**WORK ITEM:**
Looking at the entries below, how many lines include the word "PetscInt"? Answer with the number alone.
:: DATA SUPPLIED ::
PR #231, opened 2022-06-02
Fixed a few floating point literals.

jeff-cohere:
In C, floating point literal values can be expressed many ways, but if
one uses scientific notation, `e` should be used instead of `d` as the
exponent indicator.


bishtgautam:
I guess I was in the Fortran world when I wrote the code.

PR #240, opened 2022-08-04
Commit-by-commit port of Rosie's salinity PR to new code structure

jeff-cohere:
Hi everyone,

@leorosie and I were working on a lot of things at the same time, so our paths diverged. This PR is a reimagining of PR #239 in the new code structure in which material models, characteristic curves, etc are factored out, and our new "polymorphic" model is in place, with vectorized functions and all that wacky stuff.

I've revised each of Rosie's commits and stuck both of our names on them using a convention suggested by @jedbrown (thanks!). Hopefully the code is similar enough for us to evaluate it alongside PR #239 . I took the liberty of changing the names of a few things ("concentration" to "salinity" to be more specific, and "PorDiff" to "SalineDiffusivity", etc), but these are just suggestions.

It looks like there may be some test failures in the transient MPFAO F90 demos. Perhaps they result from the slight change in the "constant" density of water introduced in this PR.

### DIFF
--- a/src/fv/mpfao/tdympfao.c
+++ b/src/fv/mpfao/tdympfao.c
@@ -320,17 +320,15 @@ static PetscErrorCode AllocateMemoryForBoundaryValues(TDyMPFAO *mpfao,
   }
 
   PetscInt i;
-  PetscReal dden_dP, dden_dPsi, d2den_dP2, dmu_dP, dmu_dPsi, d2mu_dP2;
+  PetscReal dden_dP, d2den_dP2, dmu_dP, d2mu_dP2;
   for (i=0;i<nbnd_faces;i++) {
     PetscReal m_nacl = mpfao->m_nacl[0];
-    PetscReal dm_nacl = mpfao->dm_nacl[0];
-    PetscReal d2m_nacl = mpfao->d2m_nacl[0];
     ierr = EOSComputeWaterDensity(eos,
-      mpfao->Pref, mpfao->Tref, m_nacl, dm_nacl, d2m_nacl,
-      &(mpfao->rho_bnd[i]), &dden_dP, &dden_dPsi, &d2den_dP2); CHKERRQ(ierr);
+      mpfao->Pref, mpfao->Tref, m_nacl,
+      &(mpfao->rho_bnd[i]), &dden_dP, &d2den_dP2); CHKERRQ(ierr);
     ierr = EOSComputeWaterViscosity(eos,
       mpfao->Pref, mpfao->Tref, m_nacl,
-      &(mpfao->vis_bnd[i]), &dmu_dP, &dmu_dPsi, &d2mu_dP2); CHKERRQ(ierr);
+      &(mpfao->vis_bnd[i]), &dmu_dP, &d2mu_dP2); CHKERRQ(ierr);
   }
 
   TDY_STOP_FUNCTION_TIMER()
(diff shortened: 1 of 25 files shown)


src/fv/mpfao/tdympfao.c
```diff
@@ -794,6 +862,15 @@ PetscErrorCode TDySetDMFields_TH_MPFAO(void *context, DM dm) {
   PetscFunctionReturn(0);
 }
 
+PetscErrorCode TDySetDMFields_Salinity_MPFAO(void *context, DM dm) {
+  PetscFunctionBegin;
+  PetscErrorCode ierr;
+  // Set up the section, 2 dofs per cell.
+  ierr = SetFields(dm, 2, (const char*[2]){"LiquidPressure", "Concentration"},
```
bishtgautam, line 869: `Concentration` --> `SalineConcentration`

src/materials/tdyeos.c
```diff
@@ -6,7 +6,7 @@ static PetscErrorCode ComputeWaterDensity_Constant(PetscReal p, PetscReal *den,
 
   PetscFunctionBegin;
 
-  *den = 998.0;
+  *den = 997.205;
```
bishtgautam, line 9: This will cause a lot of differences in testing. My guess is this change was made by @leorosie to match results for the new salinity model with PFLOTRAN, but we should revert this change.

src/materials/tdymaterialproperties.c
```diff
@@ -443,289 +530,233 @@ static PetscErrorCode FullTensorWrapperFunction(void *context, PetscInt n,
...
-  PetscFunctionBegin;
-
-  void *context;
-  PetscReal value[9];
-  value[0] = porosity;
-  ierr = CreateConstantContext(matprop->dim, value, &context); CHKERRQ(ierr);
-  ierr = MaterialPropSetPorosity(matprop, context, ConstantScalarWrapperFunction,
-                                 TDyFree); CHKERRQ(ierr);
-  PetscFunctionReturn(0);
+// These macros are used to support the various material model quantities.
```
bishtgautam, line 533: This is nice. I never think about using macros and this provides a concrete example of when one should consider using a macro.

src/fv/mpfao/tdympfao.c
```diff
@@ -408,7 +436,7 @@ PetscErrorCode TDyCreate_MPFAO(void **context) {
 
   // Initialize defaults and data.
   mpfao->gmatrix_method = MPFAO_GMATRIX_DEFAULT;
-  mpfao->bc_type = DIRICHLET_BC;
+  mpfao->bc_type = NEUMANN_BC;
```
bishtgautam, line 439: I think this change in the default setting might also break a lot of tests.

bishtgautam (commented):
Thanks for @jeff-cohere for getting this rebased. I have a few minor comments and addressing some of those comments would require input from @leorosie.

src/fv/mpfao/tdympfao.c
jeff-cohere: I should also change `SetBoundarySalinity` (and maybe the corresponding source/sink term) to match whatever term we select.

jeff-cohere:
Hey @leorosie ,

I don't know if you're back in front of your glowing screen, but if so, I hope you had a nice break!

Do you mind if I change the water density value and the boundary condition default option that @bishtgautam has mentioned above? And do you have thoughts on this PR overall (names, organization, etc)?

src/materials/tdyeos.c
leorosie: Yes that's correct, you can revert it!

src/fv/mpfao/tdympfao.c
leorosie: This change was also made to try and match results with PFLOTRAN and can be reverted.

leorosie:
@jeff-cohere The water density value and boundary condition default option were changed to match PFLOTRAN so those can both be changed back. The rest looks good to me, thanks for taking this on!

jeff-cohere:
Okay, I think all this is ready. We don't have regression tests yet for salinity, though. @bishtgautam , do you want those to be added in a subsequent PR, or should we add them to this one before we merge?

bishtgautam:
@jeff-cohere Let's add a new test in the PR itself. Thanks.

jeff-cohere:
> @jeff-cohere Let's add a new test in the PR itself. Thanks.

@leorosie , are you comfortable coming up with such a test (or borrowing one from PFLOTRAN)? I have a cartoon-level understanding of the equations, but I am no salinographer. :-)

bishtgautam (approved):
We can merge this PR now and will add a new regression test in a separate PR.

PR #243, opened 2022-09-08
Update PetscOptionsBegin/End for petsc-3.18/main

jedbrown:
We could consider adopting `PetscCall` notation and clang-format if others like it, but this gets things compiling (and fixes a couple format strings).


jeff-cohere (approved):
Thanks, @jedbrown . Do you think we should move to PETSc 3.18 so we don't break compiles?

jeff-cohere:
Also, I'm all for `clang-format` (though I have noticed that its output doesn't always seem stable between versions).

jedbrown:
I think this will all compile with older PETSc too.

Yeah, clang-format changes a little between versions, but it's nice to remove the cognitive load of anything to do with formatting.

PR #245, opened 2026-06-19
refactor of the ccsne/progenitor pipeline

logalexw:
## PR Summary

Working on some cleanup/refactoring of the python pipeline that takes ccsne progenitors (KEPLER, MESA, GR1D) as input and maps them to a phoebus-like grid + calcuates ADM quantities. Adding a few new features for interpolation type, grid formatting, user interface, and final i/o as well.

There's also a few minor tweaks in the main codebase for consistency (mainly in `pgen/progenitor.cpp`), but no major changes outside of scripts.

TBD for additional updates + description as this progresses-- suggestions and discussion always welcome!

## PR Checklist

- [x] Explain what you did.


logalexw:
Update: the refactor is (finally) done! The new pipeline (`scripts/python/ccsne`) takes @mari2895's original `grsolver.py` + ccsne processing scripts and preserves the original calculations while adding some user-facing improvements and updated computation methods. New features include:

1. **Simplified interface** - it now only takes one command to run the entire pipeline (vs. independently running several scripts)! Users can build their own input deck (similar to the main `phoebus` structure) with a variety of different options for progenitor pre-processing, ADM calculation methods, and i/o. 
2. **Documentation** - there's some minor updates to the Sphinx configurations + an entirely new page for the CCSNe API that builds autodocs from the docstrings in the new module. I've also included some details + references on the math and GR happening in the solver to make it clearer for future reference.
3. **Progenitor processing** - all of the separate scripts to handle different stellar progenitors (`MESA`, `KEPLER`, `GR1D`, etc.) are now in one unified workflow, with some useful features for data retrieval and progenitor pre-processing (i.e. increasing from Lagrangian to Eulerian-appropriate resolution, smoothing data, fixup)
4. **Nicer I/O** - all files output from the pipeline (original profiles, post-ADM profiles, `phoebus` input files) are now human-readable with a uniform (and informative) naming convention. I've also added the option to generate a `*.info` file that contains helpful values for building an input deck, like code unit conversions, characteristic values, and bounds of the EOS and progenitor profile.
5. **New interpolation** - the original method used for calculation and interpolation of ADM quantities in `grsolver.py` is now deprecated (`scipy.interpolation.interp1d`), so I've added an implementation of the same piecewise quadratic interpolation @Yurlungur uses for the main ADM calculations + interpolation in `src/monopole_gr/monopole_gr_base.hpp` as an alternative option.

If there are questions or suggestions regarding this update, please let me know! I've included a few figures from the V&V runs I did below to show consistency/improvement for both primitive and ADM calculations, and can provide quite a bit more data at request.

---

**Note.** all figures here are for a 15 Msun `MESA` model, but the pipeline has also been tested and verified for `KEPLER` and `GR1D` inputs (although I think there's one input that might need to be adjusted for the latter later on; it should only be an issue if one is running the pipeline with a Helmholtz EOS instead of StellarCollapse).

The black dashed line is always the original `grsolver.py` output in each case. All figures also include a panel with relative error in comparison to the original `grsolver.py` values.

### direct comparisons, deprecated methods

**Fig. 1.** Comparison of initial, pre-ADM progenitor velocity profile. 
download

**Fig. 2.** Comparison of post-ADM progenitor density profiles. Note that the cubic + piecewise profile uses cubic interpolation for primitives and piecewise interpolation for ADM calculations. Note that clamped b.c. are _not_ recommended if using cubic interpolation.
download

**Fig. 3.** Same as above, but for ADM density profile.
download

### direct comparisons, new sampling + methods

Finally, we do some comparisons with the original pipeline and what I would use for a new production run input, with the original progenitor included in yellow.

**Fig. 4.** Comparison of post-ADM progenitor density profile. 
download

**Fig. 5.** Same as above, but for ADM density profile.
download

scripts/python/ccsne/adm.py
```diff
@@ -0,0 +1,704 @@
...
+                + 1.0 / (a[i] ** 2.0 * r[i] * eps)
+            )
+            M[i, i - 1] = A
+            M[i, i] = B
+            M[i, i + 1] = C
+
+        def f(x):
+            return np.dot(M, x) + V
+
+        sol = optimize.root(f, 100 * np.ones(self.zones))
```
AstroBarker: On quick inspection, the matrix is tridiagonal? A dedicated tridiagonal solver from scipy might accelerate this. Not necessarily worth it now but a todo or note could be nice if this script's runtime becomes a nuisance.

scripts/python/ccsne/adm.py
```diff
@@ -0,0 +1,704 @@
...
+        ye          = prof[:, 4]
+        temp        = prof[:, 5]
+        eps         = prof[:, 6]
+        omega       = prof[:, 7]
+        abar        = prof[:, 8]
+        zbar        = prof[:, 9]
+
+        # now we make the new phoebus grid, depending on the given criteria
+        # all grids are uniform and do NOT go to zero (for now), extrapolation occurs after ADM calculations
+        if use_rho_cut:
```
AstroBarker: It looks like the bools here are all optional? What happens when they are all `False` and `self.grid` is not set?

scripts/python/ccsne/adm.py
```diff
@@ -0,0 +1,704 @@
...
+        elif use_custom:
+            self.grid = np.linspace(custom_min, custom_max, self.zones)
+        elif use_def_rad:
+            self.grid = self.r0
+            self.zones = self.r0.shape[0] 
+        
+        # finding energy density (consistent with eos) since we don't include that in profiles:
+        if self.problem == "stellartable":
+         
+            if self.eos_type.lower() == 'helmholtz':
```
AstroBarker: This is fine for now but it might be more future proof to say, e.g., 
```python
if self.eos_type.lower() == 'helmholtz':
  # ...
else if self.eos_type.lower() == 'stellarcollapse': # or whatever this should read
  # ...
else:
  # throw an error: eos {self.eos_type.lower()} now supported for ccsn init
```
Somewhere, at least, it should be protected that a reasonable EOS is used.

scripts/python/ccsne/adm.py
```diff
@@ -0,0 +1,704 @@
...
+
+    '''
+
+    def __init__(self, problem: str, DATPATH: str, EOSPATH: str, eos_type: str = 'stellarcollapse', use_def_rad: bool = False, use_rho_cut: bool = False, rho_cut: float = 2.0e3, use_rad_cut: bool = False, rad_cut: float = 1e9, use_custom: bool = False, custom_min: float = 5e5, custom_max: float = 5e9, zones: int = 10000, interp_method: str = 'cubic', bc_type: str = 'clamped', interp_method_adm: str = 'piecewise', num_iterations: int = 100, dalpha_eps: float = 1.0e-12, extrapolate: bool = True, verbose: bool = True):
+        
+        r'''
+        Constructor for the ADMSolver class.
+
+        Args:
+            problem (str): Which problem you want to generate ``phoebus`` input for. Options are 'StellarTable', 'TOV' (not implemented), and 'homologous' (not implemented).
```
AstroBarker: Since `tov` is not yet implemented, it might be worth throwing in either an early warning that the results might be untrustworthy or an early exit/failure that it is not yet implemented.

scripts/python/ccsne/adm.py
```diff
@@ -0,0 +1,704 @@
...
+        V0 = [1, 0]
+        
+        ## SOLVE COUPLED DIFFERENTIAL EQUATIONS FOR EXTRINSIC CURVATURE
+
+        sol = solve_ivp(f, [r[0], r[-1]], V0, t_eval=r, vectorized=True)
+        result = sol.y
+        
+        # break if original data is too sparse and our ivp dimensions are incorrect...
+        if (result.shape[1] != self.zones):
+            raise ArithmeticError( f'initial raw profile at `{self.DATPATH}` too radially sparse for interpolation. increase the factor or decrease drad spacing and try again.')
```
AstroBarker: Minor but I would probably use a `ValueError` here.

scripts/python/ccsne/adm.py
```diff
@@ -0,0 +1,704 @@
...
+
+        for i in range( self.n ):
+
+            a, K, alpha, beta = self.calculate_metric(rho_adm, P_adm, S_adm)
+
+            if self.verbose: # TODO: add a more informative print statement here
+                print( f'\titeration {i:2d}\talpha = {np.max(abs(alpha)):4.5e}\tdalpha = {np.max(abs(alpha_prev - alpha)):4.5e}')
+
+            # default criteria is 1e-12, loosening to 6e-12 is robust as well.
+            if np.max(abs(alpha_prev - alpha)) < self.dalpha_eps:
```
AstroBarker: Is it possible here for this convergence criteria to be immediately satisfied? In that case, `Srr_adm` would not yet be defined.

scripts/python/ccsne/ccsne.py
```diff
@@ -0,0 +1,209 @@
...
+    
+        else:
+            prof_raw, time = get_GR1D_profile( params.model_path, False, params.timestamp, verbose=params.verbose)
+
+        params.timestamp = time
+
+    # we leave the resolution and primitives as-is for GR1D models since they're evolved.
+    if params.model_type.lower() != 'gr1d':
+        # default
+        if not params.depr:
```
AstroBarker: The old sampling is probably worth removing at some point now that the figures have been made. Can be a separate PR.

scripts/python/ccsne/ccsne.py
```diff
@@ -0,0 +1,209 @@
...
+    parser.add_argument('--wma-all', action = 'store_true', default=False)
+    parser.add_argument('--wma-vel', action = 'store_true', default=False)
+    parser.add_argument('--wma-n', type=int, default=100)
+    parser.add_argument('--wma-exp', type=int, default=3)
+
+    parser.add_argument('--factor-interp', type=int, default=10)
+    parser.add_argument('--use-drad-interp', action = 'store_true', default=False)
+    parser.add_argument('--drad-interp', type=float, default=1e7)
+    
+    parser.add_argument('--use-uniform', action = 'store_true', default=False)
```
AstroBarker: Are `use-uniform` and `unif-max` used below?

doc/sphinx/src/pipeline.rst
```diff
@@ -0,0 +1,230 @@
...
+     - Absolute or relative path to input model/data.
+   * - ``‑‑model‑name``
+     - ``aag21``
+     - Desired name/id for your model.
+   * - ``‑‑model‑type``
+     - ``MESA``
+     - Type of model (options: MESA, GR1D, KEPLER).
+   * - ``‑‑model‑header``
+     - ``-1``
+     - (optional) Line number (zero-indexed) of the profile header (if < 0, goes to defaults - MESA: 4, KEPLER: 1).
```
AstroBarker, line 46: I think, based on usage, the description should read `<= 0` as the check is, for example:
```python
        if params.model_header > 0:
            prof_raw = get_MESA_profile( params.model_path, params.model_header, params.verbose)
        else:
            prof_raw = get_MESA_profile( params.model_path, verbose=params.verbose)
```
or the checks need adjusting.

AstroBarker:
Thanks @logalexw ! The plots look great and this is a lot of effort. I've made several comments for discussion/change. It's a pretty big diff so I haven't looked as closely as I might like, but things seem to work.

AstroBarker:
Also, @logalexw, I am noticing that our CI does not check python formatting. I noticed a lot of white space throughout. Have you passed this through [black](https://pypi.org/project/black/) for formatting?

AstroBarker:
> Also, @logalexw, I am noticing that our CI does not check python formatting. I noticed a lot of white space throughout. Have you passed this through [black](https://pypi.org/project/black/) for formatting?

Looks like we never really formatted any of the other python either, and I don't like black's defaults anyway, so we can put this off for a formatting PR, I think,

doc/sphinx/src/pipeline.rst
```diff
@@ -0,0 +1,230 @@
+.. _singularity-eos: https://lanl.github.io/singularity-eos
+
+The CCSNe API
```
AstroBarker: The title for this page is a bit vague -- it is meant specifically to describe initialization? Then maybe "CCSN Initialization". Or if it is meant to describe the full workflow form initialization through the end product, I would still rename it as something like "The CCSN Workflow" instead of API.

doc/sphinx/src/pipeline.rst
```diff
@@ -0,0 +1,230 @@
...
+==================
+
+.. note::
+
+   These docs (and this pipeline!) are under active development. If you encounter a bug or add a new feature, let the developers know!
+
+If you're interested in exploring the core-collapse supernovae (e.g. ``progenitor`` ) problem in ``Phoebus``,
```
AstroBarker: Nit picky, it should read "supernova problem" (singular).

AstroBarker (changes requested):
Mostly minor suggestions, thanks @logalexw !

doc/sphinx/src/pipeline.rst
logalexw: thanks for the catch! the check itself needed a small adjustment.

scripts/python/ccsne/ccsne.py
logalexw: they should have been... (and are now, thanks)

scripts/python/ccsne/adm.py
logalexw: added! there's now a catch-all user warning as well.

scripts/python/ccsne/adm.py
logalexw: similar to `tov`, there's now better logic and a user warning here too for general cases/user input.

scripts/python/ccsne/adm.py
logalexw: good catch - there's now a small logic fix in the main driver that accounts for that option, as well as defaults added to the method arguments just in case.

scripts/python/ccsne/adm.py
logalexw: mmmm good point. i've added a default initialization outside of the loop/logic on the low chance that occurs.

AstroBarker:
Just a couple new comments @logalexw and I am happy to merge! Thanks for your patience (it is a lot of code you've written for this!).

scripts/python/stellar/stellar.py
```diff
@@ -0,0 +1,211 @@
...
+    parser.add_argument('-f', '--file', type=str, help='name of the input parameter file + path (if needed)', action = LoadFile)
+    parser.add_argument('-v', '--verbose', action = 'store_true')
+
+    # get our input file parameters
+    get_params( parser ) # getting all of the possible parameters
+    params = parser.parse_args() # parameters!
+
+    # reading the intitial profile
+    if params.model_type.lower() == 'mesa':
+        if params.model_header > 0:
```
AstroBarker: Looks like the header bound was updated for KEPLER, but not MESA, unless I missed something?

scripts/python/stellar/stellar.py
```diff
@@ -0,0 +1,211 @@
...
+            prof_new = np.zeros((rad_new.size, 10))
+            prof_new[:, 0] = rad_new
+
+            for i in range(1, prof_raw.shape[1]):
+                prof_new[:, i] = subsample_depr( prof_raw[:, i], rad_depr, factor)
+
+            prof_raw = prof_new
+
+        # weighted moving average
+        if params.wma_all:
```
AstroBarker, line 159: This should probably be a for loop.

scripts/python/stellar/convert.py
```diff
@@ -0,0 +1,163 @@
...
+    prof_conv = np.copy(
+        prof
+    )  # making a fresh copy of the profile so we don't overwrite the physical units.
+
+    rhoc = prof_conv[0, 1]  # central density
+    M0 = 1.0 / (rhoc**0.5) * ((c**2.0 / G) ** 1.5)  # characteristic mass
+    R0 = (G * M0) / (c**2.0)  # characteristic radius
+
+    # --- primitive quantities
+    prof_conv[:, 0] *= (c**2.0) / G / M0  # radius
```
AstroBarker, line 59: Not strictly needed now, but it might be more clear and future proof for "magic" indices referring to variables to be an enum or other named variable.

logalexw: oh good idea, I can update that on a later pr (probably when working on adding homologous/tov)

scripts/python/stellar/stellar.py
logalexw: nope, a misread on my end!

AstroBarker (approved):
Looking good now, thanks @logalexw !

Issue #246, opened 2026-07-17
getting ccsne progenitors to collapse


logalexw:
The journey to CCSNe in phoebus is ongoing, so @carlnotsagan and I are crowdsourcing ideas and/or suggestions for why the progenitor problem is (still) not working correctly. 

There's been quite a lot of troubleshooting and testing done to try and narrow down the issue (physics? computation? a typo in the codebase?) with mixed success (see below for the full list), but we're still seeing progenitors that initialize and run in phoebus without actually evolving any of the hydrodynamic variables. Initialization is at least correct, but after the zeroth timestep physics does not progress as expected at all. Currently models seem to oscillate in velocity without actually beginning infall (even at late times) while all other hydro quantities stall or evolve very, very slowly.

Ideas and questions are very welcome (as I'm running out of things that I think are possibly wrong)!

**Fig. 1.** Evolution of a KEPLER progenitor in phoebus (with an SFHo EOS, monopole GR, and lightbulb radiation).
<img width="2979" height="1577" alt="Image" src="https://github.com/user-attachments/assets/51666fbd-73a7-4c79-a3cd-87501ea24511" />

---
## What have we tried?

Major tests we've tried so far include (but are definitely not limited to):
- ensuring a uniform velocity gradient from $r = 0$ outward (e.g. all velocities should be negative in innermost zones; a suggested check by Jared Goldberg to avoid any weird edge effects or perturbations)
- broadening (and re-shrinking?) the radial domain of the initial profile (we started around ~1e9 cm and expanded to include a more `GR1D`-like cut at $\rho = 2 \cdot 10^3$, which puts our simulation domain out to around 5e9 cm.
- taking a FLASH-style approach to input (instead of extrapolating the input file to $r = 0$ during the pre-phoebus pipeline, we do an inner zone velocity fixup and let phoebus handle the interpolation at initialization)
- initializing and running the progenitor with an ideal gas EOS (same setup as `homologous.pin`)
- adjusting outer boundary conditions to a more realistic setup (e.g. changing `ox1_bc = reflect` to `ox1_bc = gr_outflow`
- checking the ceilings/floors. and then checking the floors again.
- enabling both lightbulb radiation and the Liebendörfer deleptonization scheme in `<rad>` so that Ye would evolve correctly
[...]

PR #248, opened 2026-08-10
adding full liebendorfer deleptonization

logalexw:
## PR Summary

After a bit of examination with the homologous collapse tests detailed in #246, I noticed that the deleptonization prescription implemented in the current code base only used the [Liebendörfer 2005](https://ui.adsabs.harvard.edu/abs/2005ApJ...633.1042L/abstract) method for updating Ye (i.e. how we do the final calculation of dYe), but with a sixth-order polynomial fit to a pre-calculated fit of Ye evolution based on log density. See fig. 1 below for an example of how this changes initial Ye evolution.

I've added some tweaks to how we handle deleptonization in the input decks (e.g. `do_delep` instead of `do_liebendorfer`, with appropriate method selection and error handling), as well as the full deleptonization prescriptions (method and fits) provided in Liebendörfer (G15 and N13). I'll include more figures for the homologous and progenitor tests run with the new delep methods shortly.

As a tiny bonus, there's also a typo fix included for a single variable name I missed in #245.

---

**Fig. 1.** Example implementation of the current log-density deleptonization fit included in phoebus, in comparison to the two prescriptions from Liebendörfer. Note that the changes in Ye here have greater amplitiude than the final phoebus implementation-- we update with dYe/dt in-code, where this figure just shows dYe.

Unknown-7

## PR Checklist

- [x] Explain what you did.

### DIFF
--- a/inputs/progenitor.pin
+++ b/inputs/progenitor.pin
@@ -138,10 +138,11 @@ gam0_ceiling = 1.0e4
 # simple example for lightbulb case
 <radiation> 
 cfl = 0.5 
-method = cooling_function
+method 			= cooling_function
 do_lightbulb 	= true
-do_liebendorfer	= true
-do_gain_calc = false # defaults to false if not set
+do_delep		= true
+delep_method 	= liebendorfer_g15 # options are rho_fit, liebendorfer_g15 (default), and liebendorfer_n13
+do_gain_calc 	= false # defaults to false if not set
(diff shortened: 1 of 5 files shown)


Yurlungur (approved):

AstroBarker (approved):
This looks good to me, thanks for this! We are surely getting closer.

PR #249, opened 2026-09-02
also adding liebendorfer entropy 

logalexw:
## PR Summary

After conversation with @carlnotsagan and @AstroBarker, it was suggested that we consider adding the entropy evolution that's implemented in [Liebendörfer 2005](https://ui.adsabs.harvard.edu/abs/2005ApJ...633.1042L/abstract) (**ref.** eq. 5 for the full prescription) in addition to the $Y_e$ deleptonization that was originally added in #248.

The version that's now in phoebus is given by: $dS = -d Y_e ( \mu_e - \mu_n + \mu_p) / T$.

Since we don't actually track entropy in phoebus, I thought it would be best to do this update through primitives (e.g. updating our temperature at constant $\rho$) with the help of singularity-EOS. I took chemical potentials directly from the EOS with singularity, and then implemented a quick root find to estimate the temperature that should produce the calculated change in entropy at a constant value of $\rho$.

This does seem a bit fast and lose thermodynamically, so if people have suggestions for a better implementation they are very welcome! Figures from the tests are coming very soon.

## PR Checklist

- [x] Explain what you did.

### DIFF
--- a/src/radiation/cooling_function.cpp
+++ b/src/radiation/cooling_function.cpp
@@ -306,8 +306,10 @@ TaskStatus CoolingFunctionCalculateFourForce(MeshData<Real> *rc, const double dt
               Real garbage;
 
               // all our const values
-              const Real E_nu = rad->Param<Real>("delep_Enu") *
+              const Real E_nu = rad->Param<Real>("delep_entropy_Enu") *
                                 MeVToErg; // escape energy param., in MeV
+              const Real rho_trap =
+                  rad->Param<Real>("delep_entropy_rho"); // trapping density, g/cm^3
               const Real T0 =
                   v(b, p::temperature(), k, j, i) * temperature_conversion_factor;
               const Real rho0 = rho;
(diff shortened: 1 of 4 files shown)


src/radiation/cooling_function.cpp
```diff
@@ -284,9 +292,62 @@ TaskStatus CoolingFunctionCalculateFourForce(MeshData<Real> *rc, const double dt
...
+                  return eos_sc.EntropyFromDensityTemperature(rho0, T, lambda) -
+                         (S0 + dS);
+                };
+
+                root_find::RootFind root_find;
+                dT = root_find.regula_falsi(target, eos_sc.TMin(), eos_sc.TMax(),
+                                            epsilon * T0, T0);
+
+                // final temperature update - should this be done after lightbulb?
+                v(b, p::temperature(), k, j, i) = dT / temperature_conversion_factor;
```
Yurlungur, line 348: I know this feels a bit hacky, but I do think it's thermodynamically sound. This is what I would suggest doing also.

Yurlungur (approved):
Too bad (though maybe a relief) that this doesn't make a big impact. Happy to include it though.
:::
**ANSWER BOX:**
2